▶ _BRIEF_
For each line in the data below that holds "make", return a copy.

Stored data
PR #1458, opened 2020-10-25
[MIRROR] Interview System / Soft Panic Bunker

SkyratBot:
Original PR: https://github.com/tgstation/tgstation/pull/54465
--------------------

## About The Pull Request

Ports and improves my interview system that has been previously used in the summer ball and toolbox tournament events. Allows for a 'softer' panic bunker, wherein players who fall below the required living time limit can still join the server and be restricted to filling out a questionnaire. Upon completing the questionnaire, the player may be allowed into the server by an administrator. If the application is approved, they get a notification that they will be reconnected and upon reconnecting will have all verbs as they usually would. If the application is denied the user is put on a cooldown after which they may submit a new questionnaire.

Players who are being interviewed (herein interviewees) have no verbs other than those required for the stat panel to function, as well as a verb to pull up the interview panel. Interviews do not persist through restarts, and the ability to join that is granted by an accepted interview is only valid for the duration of that round. 

Open interviews are listed under a new 'interviews' tab for admins, which is VERY similar to the existing tickets tab.

Below is what a player who is flagged as an interviewee will see when they join the server. They can do nothing but respond to the questionnaire or leave.
image

This is what an administrator sees after an interview is submitted, they will also see a corresponding message within their chatbox, and an age-old BWOINK when an interview is submitted.
image

The interviews tab, which is similar to the tickets menu. You can open the interview manager panel to view all active (including non-submitted) interviews, queued (submitted) interviews, and closed interviews.

image

### FAQ:
**What happens if someone submits an interview when no admins are on?** It's treated like adminhelps are, the message gets sent to TGS to be dispatched off to configured end-points (like Discord or IRC), and the user is notified that their interview was handled this way.

**Can you configure the questions?** Yes, in ``config/`` there is now a ``interviews.txt`` file in which the welcome message and the individual questions can be set and modified.

**Can this be turned on and off during a round?** Yes, it can be toggled like the panic bunker. It requires the panic bunker to be raised in order to function.

**Can interviewees have further questions asked to them?** Yes, if you admin-pm them, which is possible using regular means or a conveniently placed button on the interview UI, they will be able to respond to the message.

### Technical details

To use the interview system you must have the panic bunker enabled, this is an additional setting for the panic bunker. It can be set through the ``PANIC_BUNKER_INTERVIEW`` setting in ``config.txt``, or alternatively enabled in-game as prompted during the panic bunker toggling process. It also can be toggled on its own using a verb added for this purpose, ``Toggle PB Interviews`` found under the server tab. These new actions are included in the logging for the panic bunker. I have also added a reporting stat to the world topic  status keyword, which now reports if the interview system is on using the keyword ``interviews``.

As mentioned above, for server operators, configure the questions and welcome message in ``config/interviews.txt``.

Note to maintainers and those with big brains I had to add a call to ``init_verbs`` on the stat panel window being ready because seemingly a race condition exists wherein the ``add_verb`` of the 'view my interview' verb doesn't cause a refresh of the tabs (and therefore doesn't show the 'Interview' tab) when running in dream daemon but running it directly from visual studio code properly shows the tab. Adding a ``init_verbs`` call directly after adding the verb didn't seem to help.

### A note for downstreams

If you don't use the HTML stat panel (which may not be a bad thing) then you will have to do some conversion from the HTML stat panel stuff used here to the old style stat panels. It's pretty trivial, but just be aware of that. You can see how I used to use the old stat panels in my PR from the summer ball, [here](https://github.com/CitrusGender/tgstation/pull/113), which should be helpful.

## Why It's Good For The Game

This allows for a softer version of the panic bunker which impedes the flow of malicious players while allowing genuine players a chance to enter a round to gain enough time to not be affected by the panic bunker's restrictions.

## Changelog
:cl: bobbahbrown
add: Added the interview system, a 'soft' panic bunker which lets players who would normally be blocked from joining be interviewed by admins to be selectively allowed to play.
/:cl:


bobbah:
upset?

PR #4403, opened 2021-03-25
Nightstick batong upgrade + stunsticks(in cargo)

Gandalf2k15:
## About The Pull Request

So we've recently removed stun batongs, which is of course something that was intended from the beginning, but I didn't realize security was constantly buying them. 

This simply renames the batong and removes it's brute damage as well as cutting the cooldown in half.

Adds the stun stick(TBA an upgrade kit) which is a peacekeeper version of the stun baton.

## Changelog
:cl:
balance: The standard security baton has been buffed and renamed. They also no longer deal lethal damage when you whap people with them.
add: A new stunstick is available from cargo.
/:cl:


unit0016:
where

weheretis
wherr is charge
batong

dominuslucian:
thank god

RatFromTheJungle:
75% of the original cooldown would be ideal, with 50% conga lining to baton rush will be an easy choice to make the second you can print shields, due to practically no antag kit being able to stand a chance against that

SilvernKell:
cooldown change pretty strong but thANK YOU for removing the brute damage. That really didn't work out imo we got harmbaton for that and it really screwed over borgs. 
Thank you

unit0016:
do remember to make a variant for the boomerang stunbaton too, as it's still got the batong stats

PR #4414, opened 2021-03-26
[SEMI-MODULAR] Reverts the fire alarm sound to default and stops it looping

DuffCreeper:
## About The Pull Request

The fire alarm will use the default sound that TG uses and won't loop over an hour if someone doesn't fix the reason it's shitting itself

▶ _RESULT OF THE TASK_
75% of the original cooldown would be ideal, with 50% conga lining to baton rush will be an easy choice to make the second you can print shields, due to practically no antag kit being able to stand a chance against that
do remember to make a variant for the boomerang stunbaton too, as it's still got the batong stats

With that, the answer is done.